◆ **Instructions to follow**
Each record is to be given again precisely as written.

BEGIN

PR #751, opened 2017-12-05
Anya/add validations manifests controller

aroltsch:
connects #701

### DIFF
--- a/app/services/external_api/bgs_service.rb
+++ b/app/services/external_api/bgs_service.rb
@@ -32,6 +32,12 @@ class ExternalApi::BGSService
     end
   end
 
+  def valid_file_number?(file_number)
+    number = (file_number || "").strip
+    return true if /^\d+$/ =~ number && number.length >= 8
+    false
+  end
+
   private
 
   def init_client
--- a/app/controllers/api/v2/manifests_controller.rb
+++ b/app/controllers/api/v2/manifests_controller.rb
@@ -35,8 +35,6 @@ class Api::V2::ManifestsController < Api::V1::ApplicationController
     @manifest ||= Manifest.find_or_create_by_user(user: current_user, file_number: file_number)
   end
 
-  private
-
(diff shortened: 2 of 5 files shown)


app/services/external_api/bgs_service.rb
```diff
@@ -32,6 +32,12 @@ def check_sensitivity(file_number)
     end
   end
 
+  def valid_file_number?(file_number)
```
mdbenjam: Hmm, this doesn't use any BGS stuff. Should this be a class method?

app/services/external_api/bgs_service.rb
```diff
@@ -32,6 +32,12 @@ def check_sensitivity(file_number)
...
+    number = (file_number || "").strip
+    return true if /^\d+$/ =~ number && number.length >= 8
```
mdbenjam: Is there any upper bound on length?

app/services/external_api/bgs_service.rb
aroltsch: a class method on the BGSService?

app/services/external_api/bgs_service.rb
aroltsch: Hmm, good question. I don't know if there is. I just followed the logic that we currently have: https://github.com/department-of-veterans-affairs/caseflow-efolder/blob/master/app/models/search.rb#L17

app/services/external_api/bgs_service.rb
mdbenjam: Yes

app/services/external_api/bgs_service.rb
kierachell: BGS tells you:
```
<message>findFlashes: FileNumber is invalid, must be 8 or 9 digits</message><
```
screen shot 2017-12-05 at 7 37 23 pm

END

◆ **Answer space**
PR #751, opened 2017-12-05
Anya/add validations manifests controller

aroltsch:
connects #701

### DIFF
--- a/app/services/external_api/bgs_service.rb
+++ b/app/services/external_api/bgs_service.rb
@@ -32,6 +32,12 @@ class ExternalApi::BGSService
     end
   end
 
+  def valid_file_number?(file_number)
+    number = (file_number || "").strip
+    return true if /^\d+$/ =~ number && number.length >= 8
+    false
+  end
+
   private
 
   def init_client
--- a/app/controllers/api/v2/manifests_controller.rb
+++ b/app/controllers/api/v2/manifests_controller.rb
@@ -35,8 +35,6 @@ class Api::V2::ManifestsController < Api::V1::ApplicationController
     @manifest ||= Manifest.find_or_create_by_user(user: current_user, file_number: file_number)
   end
 
-  private
-
(diff shortened: 2 of 5 files shown)


app/services/external_api/bgs_service.rb
```diff
@@ -32,6 +32,12 @@ def check_sensitivity(file_number)
     end
   end
 
+  def valid_file_number?(file_number)
```
mdbenjam: Hmm, this doesn't use any BGS stuff. Should this be a class method?

app/services/external_api/bgs_service.rb
```diff
@@ -32,6 +32,12 @@ def check_sensitivity(file_number)
...
+    number = (file_number || "").strip
+    return true if /^\d+$/ =~ number && number.length >= 8
```
mdbenjam: Is there any upper bound on length?

app/services/external_api/bgs_service.rb
aroltsch: a class method on the BGSService?

app/services/external_api/bgs_service.rb
aroltsch: Hmm, good question. I don't know if there is. I just followed the logic that we currently have: https://github.com/department-of-veterans-affairs/caseflow-efolder/blob/master/app/models/search.rb#L17

app/services/external_api/bgs_service.rb
mdbenjam: Yes

app/services/external_api/bgs_service.rb
kierachell: BGS tells you:
```
<message>findFlashes: FileNumber is invalid, must be 8 or 9 digits</message><
```
screen shot 2017-12-05 at 7 37 23 pm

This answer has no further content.